We will send you your compliance score based on your self-assessment, which will help you make decisions on your next steps.

2. Facilitated Analysis session.

Our experienced facilitators will facilitate a session with your management and/or project team, and help you define your high-level gap. Depending on the size and complexity of your organisation, this session could be anything from a half day to three days, and will go a long way towards defining your project scope. The output from this session is a high-level gap assessment.

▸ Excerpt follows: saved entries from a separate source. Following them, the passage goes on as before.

PR #214, opened 2023-01-20
Validate StartDate is before year 10000

duizer:
If someone calls the API and uses Unix time in milliseconds and not seconds for `StartDate`, the code will fail when parsing to DateTimeOffset. This sets an upper limit on `StartDate`


Exobitt (dismissed):
lgtm

Exobitt (approved):
still lgtm

PR #225, opened 2023-02-09
1281 rabbitmq cluster in certificates domain

Exobitt:


domains/certificates/chart/values.yaml
```diff
@@ -7,3 +7,14 @@ postgres:
     name: sibedge/postgres-plv8
     tag: 15.0-3.1.4-alpine
   size: 10Gi
+rabbitmq-cluster-operator:
+  extraDeploy:
```
duizer, line 11: Do we want to define the cluster using "extraDeploy"? If possible I would prefer to have it in its own YAML-file in templates/ folder.

domains/certificates/chart/values.yaml
```diff
@@ -7,3 +7,14 @@ postgres:
...
+    - apiVersion: rabbitmq.com/v1beta1
+      kind: RabbitmqCluster
+      metadata:
+        name: certificate-rabbitmq-cluster
+      spec:
+        replicas: 1
+        rabbitmq:
+          additionalConfig: |
+            log.console.level = debug
```
duizer, line 20: Not sure that we want to have this log.console.level. I suggest that it is removed and we just use the defaults

domains/certificates/chart/values.yaml
Exobitt: Marked as resolved, as this pr is still a draft and not done yet.

domains/certificates/chart/values.yaml
Exobitt: Marked as resolved, as this pr is still a draft and not done yet.

PR #229, opened 2023-02-13
1281 add rabbitmq cluster

Exobitt:


duizer (approved):

domains/certificates/chart/templates/rabbitmq-cluster.yaml
```diff
@@ -0,0 +1,6 @@
+apiVersion: rabbitmq.com/v1beta1
+kind: RabbitmqCluster
+metadata:
+  name: {{ .Release.Name }}-rabbitmq-cluster
+spec:
```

3. Outsourced Gap Analysis.

Allow our Privacy expert analysts to fast-track your Gap Analysis using our pre-defined toolkits. The Analysts will work closely with your nominated business champions to ensure a detailed Gap Assessment, which can be used to plan the remainder of your implementation

POPI Scoping and Planning:

This can be done before or after the Gap Assessment, depending on your needs.  If done after a detailed Gap Assessment, our programme managers will apply their practical, in-market experience to scope and plan out your POPI implementation with you.

A detailed scope document and project plan will be created in co-operation with your business champions.  The implementation plan will be built using our toolkits and templates, and adopt your project methodology, or if needed, we could advise on what would work best for your environment.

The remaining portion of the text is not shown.